**** Data extract

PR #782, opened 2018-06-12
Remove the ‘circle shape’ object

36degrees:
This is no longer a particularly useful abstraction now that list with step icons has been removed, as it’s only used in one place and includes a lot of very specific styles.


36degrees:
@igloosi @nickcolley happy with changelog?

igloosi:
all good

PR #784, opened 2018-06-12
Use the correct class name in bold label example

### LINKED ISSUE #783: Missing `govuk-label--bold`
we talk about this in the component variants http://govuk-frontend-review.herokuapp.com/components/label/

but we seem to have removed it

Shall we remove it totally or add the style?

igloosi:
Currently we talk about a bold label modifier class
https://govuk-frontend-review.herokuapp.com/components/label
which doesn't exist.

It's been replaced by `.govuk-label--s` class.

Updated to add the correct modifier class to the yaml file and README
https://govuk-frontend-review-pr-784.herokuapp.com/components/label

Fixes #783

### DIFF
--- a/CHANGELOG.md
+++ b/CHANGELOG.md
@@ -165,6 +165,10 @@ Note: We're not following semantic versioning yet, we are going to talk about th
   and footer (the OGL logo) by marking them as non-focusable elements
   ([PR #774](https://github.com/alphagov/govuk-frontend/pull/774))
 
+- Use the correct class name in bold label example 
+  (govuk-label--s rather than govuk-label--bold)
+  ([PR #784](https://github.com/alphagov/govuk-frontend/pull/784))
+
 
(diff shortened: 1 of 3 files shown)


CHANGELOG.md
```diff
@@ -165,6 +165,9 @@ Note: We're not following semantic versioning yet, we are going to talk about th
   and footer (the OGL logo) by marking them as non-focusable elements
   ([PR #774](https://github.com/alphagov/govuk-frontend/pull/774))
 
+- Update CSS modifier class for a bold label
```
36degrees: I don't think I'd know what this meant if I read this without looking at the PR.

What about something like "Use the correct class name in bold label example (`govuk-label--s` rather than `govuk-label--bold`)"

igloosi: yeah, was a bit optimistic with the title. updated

********

> [Work to be completed] Please go through the data above and copy each line that has the word "Note".

> [Answer section]
@@ -165,6 +165,10 @@ Note: We're not following semantic versioning yet, we are going to talk about th
@@ -165,6 +165,9 @@ Note: We're not following semantic versioning yet, we are going to talk about th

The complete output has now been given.